US hyperscalers can offer useful layers: residence, controls, audits, commitments. But Europe shouldn’t confuse “compliance” with “sovereignty.” Because in a world of rising tensions, structural dependence always leaves a mark: in the form of legal uncertainty, political pressure, or exit costs.
If European sovereignty is to be taken seriously — 100%, with no asterisks — the coherent strategy is to reinforce and prioritize the European cloud infrastructure ecosystem. Not as an ideological gesture, but as a policy for security, continuity, and economic autonomy.

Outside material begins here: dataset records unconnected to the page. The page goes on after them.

PR #15929, opened 2024-10-15
Allow users to choose how `Commands` and `EntityCommands` should fail

### LINKED ISSUE #2004: Configurable error handling in commands

Commands (like removing components or despawning entities) may fail for various reasons. Right now, for the sake of idempotency (the same function applied twice should do the same thing as the function applied once), robustness and not spamming the user endlessly, these silently fail.

This is not always the desired behavior, and should be configurable at the call site.

### Approach to config

Global config is convenient for reducing boilerplate, but the desired behavior may fail by call site.

Local config is useful for both debugging and persistent configuration.

### Default behavior

This could panic, warn or fail silently.

### Patterns

More methods: this is bad for API explosion.

Extra argument: this is very verbose for common operations because Rust doesn't have default arguments

Builder pattern: nice, as long as we don't *have* to use it.

## Additional context

@Frizi, @BoxyUwU  and myself ran into this while discussing new commands for relations in https://github.com/bevyengine/rfcs/pull/18

### LINKED ISSUE #3845: EntityCommands should have methods to fail gracefully

Commands failing due to an entity being despawned is one of the most common and frustrating sources of panics in Bevy at the moment.

1. Enable better backtrace behavior to enable debugging. In particular, we need to know the list of other commands that operated on this entity, and which systems they were issued in.
2. A tool to enable entity commands to fail gracefully (silently ignore / log / warn) rather than panicking.

### Try

For each of the existing methods on `EntityCommands`, unwrap this option. Create a `try_X` variant for each method.

This creates significant API bloat and doesn't capture the way that entity commands are chained: after the first operation has succeeded, the rest of the operations in the chain are infallible.

### Verified entity flag

Store a `verified_entity_exists` Option<bool> flag on `EntityCommands`.  Each of the existing methods on `EntityCommands` should attempt to set this flag by unwrapping it to `Some(true) if it is `None`, and be skipped if it is false.

Then, create a few methods on `EntityCommands` that set the value of the verification flag with varying behavior:

1. `commands.entity(entity).silently_fail_if_missing().insert(Foo)`
2. `commands.entity(entity).log_if_missing().insert(Foo)`
3. `commands.entity(entity).warn_if_missing().insert(Foo)`

This doesn't work though, because the check is occuring at command-issuing time.

## Additional context

#2241 proposes a much more general approach to this, but has significant complexity and overhead.

#3757 aims for a similar goal, but doesn't actually create a reliable API: entities can be despawned after we check for their existence, resulting in the same panic.

@emiongit expressed interest in this problem in #3840.

### LINKED ISSUE #7118: Potential surprising "entity does not exist" panic due to asynchronous command execution
## Bevy version

0.9.1

## What went wrong

These two systems look innocent on their own, but may cause panic if used together.

```
fn insert(mut commands: Commands, query: Query<Entity, With<Marker>>, ...) {
    for entity in query.iter() {
        if ... {
            // We obtained the entity from the query, so it must be valid, right?
            commands.entity(entity).insert(Foo);
        }
    }
}

fn despawn(mut commands: Commands, query: Query<Entity, With<Marker>>, ...) {
    for entity in query.iter() {
        if ... {
            // This command may execute before the insertion and cause a panic there!
        }
    }
}
```

This panic is hard to avoid in user code, as there is no way to know if there is a pending despawn command for a certain entity.

## Additional information

The `Insert` command is, as far as I know, the only place where a missing entity in command execution is turned into a panic. We should at least replace the panic with a soft error or warning like the other commands.

We are also currently inconsistent in the way missing entities are reported. `Insert` uses panics, `Remove` uses no error reporting at all (we may want to change this), `Despawn` uses warnings, and `DespawnRecursive` use debug messages.

### LINKED ISSUE #10166: Commands should be infallible whenever possible
> Commands in general shouldn't even have errors, and all our built-in commands should be infallible.
>
> The panic that happens when an `insert` or `remove` comes after a `despawn` is something we just arbitrarily do. They should just be ignored (with a `debug!` warning). It isn't a bug if two different systems from two different plugins want to despawn an entity at the same time for different reasons, or if a plugin system wants to despawn an entity at the same time user code wants to give it a component, assuming it'll still exist. Batching does not add anything new to this equation.
>
> All we need to do is make a PR that (1) changes the panic to a `debug!` warning and (2) privates all fields of [`Insert`][1], [`Remove`][2], and [`Despawn`][3] so that users can only make these commands through `EntityCommands`. You can't get an `EntityCommands` for an entity [unless that entity is alive][4] (or will be), so all commands created through `EntityCommands` _must_ be considered valid.
>
> Since commands modify the shared state of the world, I don't think they could be reordered safely, unless we know ahead of time the set of all commands and all of their interactions, which is impossible with custom commands and will make adding new commands very difficult and fragile.
>
> The reality is that custom commands should never make implicit assumptions about which entities exist and what components they may or may not have. i.e. If you pushed `<custom command 1>` assuming that `Mass` won't have been added to `e2` yet, that isn't safe to assume. I don't think we explicitly encouraged assuming things before, but it'd be actively discouraged after this.

Originally posted by @maniwani in https://github.com/bevyengine/bevy/issues/10154#issuecomment-1767078749.

Having seen the problems that can arise, I think I generally agree. It's very hard to get a usable error handling solution (#2004, #2241) without severely compromising performance. And in any case, panicking is a very bad default, both for beginners (frustration), prototyping (wasted time) and production games (crashes are very bad).

# Steps to fix

- remove `try_insert` method
- swap all panics to a `debug` warning in commands
- make fields private
- get SME-ECS to agree that we should do this

JaySpruce:
## Objective
- Fixes #2004
- Fixes #3845
- Fixes #7118
- Fixes #10166

## Solution
Added the following `Commands`:
- `ignore_on_error`
- `log_on_error` (sends messages using `info!`)
- `warn_on_error` (sends messages using `warn!`)
- `panic_on_error`

and the following `EntityCommands`:
- `ignore_if_missing`
- `log_if_missing`
- `warn_if_missing`
- `panic_if_missing`

These change how subsequent commands will respond if errors occur.

Internally:
- Added a `failure_handling_mode` field to `Commands`.
- When a fallible `Command` or an `EntityCommand` is queued, this field is sent with it.
- Fallible `Command`s should check for errors themselves.
- When any `EntityCommand` is applied, it automatically checks if the entity exists.
- If an error occurs, the command matches against `failure_handling_mode` to determine how to respond.

## Showcase

```
#[derive(Component)]
struct X;

let mut queue_a = CommandQueue::default();
let mut queue_b = CommandQueue::default();

let mut commands_a = Commands::new(&mut queue_a, &world);
let mut commands_b = Commands::new(&mut queue_b, &world);

let entity = commands_a.spawn_empty().id();

commands_a.entity(entity).despawn();
commands_b.entity(entity).warn_if_missing().insert(X);

queue_a.apply(&mut world);
queue_b.apply(&mut world); // Doesn't panic
```

## Review Notes
The real changes are all in `system/commands/mod.rs` and `world/mod.rs`.
All the other files are just returning some commands to their old behavior:

- `despawn()` -> `warn_if_missing().despawn()`
- `remove()` -> `ignore_if_missing().remove()`

These two are the only commands that both 1) didn't already panic by default and 2) were used internally (according to VS Code's "Find All References" anyway).
They might not all need to be kept non-panicking, I just didn't want to regress anything.

## Bikeshedding
- `ignore` vs `silent` vs something else?
- `failure_handling_mode` vs `failure_response` vs something else? (Used to be `failure_mode`, but that's wrong)
- `info!` vs `debug!`?

## Possible Additions / Future PRs
- Deprecate `try_` variants of commands
  - I added some comments explaining the change and directing the user to the normal variants, but held off on deprecating since AFAIK that's usually a separate PR.
- Location tracking
  - Just call `Location::caller` in the user-facing command (if not set to `ignore`) and pass it in, so the user can see exactly which command caused an error. Didn't seem to hurt performance meaningfully in my testing, but maybe I'm not the best at benchmarking.
- Generalized errors for `Commands` using `Result`
  - We can't return a `Result` from a command to the caller, but we could wrap commands in something that handles any `Err` returned from the internal function call.

## Migration Guide

The following commands that used to fail silently will now panic by default:

- `EntityCommands::remove`
- `EntityCommands::remove_by_id`
- `EntityCommands::remove_with_requires`
- `EntityCommands::clear`
- `EntityCommands::retain`
- `EntityCommands::observe`
- `EntityEntryCommands::and_modify`

Use `ignore_if_missing` to achieve the previous behavior:
```
commands.entity(entity).ignore_if_missing().clear();
```

The command `EntityCommands::despawn` used to warn upon failure and will now panic by default.
Use `warn_if_missing` to achieve the previous behavior:
```
commands.entity(entity).warn_if_missing().despawn();
```

`try` variants of commands are unchanged and will always fail silently; these will be removed in the future.


JaySpruce:
I don't know how to do Tracy stuff, but I ran the "spawn_commands" benchmark which does this:
```
for i in 0..entity_count {
    let mut entity = commands.spawn_empty();
    entity
        .insert_if(A, || black_box(i % 2 == 0))
        .insert_if(B, || black_box(i % 3 == 0))
        .insert_if(C, || black_box(i % 4 == 0));

    if black_box(i % 5 == 0) {
        entity.despawn();
    }
}
```

and got these results:

# main:
Code_rKDHOq7DKF

# this PR:
Code_jD1W6zViIl

JaySpruce:
Maybe controversial, but since invalid `EntityCommands` just do nothing now, I think it's okay to let `Commands::entity` return one if the entity doesn't exist. It'll panic if the user wants it to panic, but otherwise it'll just complain or do nothing when they try to use it. `Commands::get_entity` is still useful if they want to handle it properly.

JaySpruce:
I've got a version working that tracks the calling location of `EntityCommands`, so that the error messages can be more useful:
Code_aMsZ0VVLHl


It hurts performance of `warn_if_missing` by another ~2%. Other than that, the biggest downside is that `EntityCommands` all look like this:

```
pub fn insert(&mut self, bundle: impl Bundle) -> &mut Self {
    if self.failure_mode().should_respond() {
        self.queue_with_caller(insert(bundle, InsertMode::Replace), Location::caller())
    } else {
        self.queue(insert(bundle, InsertMode::Replace))
    }
}
```

Could leave it for another PR, or could merge it here if it's wanted

BenjaminBrienen:
Bikeshedding: I thought a "failure mode" or a "mode of failure" is the way something went wrong. This type/field describes the strategy for handling when something goes wrong.

crates/bevy_ecs/src/system/commands/mod.rs
```diff
@@ -399,9 +458,17 @@ impl<'w, 's> Commands<'w, 's> {
 
     /// Returns the [`EntityCommands`] for the requested [`Entity`].
     ///
-    /// # Panics
+    /// This method does not guarantee that `EntityCommands` will be successfully applied,
+    /// since another command in the queue may delete the entity before them.
```
BenjaminBrienen, line 462: What is "them"?

crates/bevy_ecs/src/system/commands/mod.rs
```diff
@@ -1027,15 +1162,48 @@ pub trait EntityCommand<Marker = ()>: Send + 'static {
...
     {
-        move |world: &mut World| self.apply(entity, world)
+        move |world: &mut World| {
+            if world.entities.contains(entity) {
+                self.apply(entity, world);
+            } else {
+                match failure_mode {
+                    FailureMode::Ignore => (),
+                    FailureMode::Log => {
+                        info!("Could not execute EntityCommand because its Entity {entity:?} was missing");
```
BenjaminBrienen, line 1176: You may want to use Display formatting. There is an open issue about consistently preferring Display for Entity.

JaySpruce:
Hadn't heard of that, but that does seem to be the case. Maybe just `failure_handling_mode`? Doesn't really need to be short since it's not very public-facing.

Totally open to more bikeshedding, I'm not committed to any of the names here

crates/bevy_ecs/src/system/commands/mod.rs
```diff
@@ -1665,6 +1843,52 @@ pub struct EntityEntryCommands<'a, T> {
 }
 
 impl<'a, T: Component> EntityEntryCommands<'a, T> {
+    /// Sets the [`EntityEntryCommands`] instance to ignore commands if the entity doesn't exist.
```
BenjaminBrienen, line 1846: Inconsistent "when a command is executed" missing from doc comment

crates/bevy_ecs/src/system/commands/mod.rs
```diff
@@ -1706,19 +1926,15 @@ impl<'a, T: Component> EntityEntryCommands<'a, T> {
...
     #[track_caller]
     pub fn or_insert_with(&mut self, default: impl Fn() -> T) -> &mut Self {
         self.or_insert(default())
     }
 
     /// [Insert](EntityCommands::insert) the value returned from `default` into this entity, if `T` is not already present.
     ///
-    /// Unlike [`or_insert_with`](Self::or_insert_with), this will not panic if the entity does not exist.
+    /// [`Self::or_insert_with`] used to panic if the entity was missing, and this was the non-panicking version.
+    /// `EntityCommands` no longer need to handle missing entities individually, so just use [`Self::or_insert_with`]
```
BenjaminBrienen, line 1937: Missing full stop `.`

crates/bevy_ecs/src/system/commands/mod.rs
```diff
@@ -1693,7 +1912,8 @@ impl<'a, T: Component> EntityEntryCommands<'a, T> {
 
     /// [Insert](EntityCommands::insert) `default` into this entity, if `T` is not already present.
     ///
-    /// Unlike [`or_insert`](Self::or_insert), this will not panic if the entity does not exist.
+    /// [`Self::or_insert`] used to panic if the entity was missing, and this was the non-panicking version.
+    /// `EntityCommands` no longer need to handle missing entities individually, so just use [`Self::or_insert`]
```
BenjaminBrienen, line 1916: Missing full stop `.`

BenjaminBrienen (approved):
I love it!

crates/bevy_ecs/src/system/commands/mod.rs
JaySpruce: Does this read better?

> This method does not guarantee that commands queued by the `EntityCommands` will be successful, since the entity could be despawned before they are executed.

BenjaminBrienen: Yes

alice-i-cecile:
Closing in favor of your newer #17043.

Frequently Asked Questions
What does “real” cloud sovereignty mean for a European public administration?
That the provider is under European control and jurisdiction, with operation and data within the EU, and with clear mechanisms for auditing and reversibility to avoid captivity.
Why doesn’t a “European” cloud from an American company equal 100% sovereignty?
Because geographic residence doesn’t eliminate the provider’s country of origin jurisdiction nor its ultimate corporate control.
Which European providers are often cited as sovereign alternatives?
OVHcloud, Hetzner, and Stackscale are common examples, along with others covering from IaaS and bare metal to managed services.
How can dependency risks be reduced if already using AWS, Azure, or Google Cloud?
By designing an exit plan: prioritizing portable technologies (containers, Kubernetes, migratable databases), exportable copies, and architecture that avoids relying on proprietary services without alternatives.